Montgomery and Keen take the art form very seriously. All Pickles&Swiss food is made from scratch, including the sauces, using recipes from Montgomery’s mother plus her own ideas, adapted to sandwich form.

“It’s a lot more work this way, but the whole point is to make sandwiches you can’t make at home,” she said.

  • The Chipotle Turkey Club Sandwich is one of Pickles&Swiss’ top sellers. (Rob Raede / Noozhawk photo)
  • Pickles&Swiss owner Karyn Montgomery with a few of her delicious sandwich creations. “I can’t stop thinking of new menu items and how to make the current items better,” she laughs. (Rob Raede / Noozhawk photo)
  • Pickles&Swiss at Hollister Village Plaza, 7060 Hollister Ave. in Goleta. A second South Coast location is in Paseo Nuevo in downtown Santa Barbara. (Rob Raede / Noozhawk photo)
  • The Pickles&Swiss signature sandwich, featuring pickles and Swiss cheese. (Rob Raede / Noozhawk photo)
  • Karyn Montgomery and her husband, Mark Keen, met in the fashion industry but have found their calling in sandwiches. (Rob Raede / Noozhawk photo)
  • Prosciutto and brie, yes please. (Rob Raede / Noozhawk photo)
  • Lala, one of the smiling faces on the sandwich assembly line. (Rob Raede / Noozhawk photo)
  • Feeling adventurous? Try your hand at building your own sandwich. (Rob Raede / Noozhawk photo)
  • Who can resist free Pickle Popcorn samples? (Rob Raede / Noozhawk photo)
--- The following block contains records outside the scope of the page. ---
PR #1091, opened 2016-05-11
Fix BC break

merk:


lib/Elastica/ResultSet.php
```diff
@@ -62,6 +86,12 @@ public function __construct(Response $response, Query $query, $results)
         $this->_query = $query;
         $this->_response = $response;
         $this->_results = $results;
+
+        $data = $response->getData();
+        $this->_maxScore = isset($data['hits']['max_score']) ? (float) $data['hits']['max_score'] : 0;
```
ruflin: Could we keep this code in the getters and use here the getters instead? It means we use getData() 4 times but that should be ok?

ruflin:
Thanks. Failing test is because of a composer problem: https://github.com/composer/composer/issues/5308

merk:
IMO, its just neater to leave it this way until we remove the properties

lib/Elastica/ResultSet.php
ruflin: Doesn't matter too much to me :-) Will merge as it is.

Since the Let’s Go Eat Team’s home repertoire is limited to PB&J, we’re admittedly impressionable, but there’s no denying the great flavors in Pickles&Swiss’ Mama’s Meatball Marinara, Prosciutto and Brie, and the signature Pickles & Swiss sandwich, plus their tomato bisque.

“The spices in the marinara are all from my mom’s Italian recipes,” Montgomery told us. “And our Spicy Crunch Baguette is from my mom’s schnitzel recipe.”

The international influence on these sandwich creations is understandable, given Montgomery’s family history: Her grandparents are from, respectively, Austria, Scotland, Italy and France.

Her dad was raised in Australia, and her mother is from Casablanca, while Montgomery herself was born in Texas but grew up in Hawai‘i.

Reminds us of a certain Chuck Berry song (“I met a German girl in England who was going to school in France …”).

Our two Hero-Sandwich heroes first met in Los Angeles while both working for fashion retailer Ted Baker.

After various career moves, Montgomery ended up back in L.A. 10 years later. Keen heard she had returned and texted her.

“He asked me if I ever thought about him,” she said, laughing. “I said no, not really, but I’ll go to dinner with you.

“Since then we’ve been inseparable.”

So how did they go from designer apparel to pastrami melts?

“Mark had left Ted Baker and we had this idea to open a sandwich shop,” Montgomery said. “Everyone said we were crazy except my mother.

“Since she lived in Santa Barbara, and was willing to help out, we chose Santa Barbara for our first location.”

They opened that first store in 2012 in Paseo Nuevo.

“Neither of us had any experience in the food industry,” she explained. “The first day was kind of a train wreck, but we did $500 in business and were over the moon.”

Lunar analogies out of the way, success came quickly and they opened their second location in Goleta in 2016, followed by a third store in Woodland Hills’ Westfield Topanga mall in 2019.

Plans are in the works to further expand in Los Angeles County soon.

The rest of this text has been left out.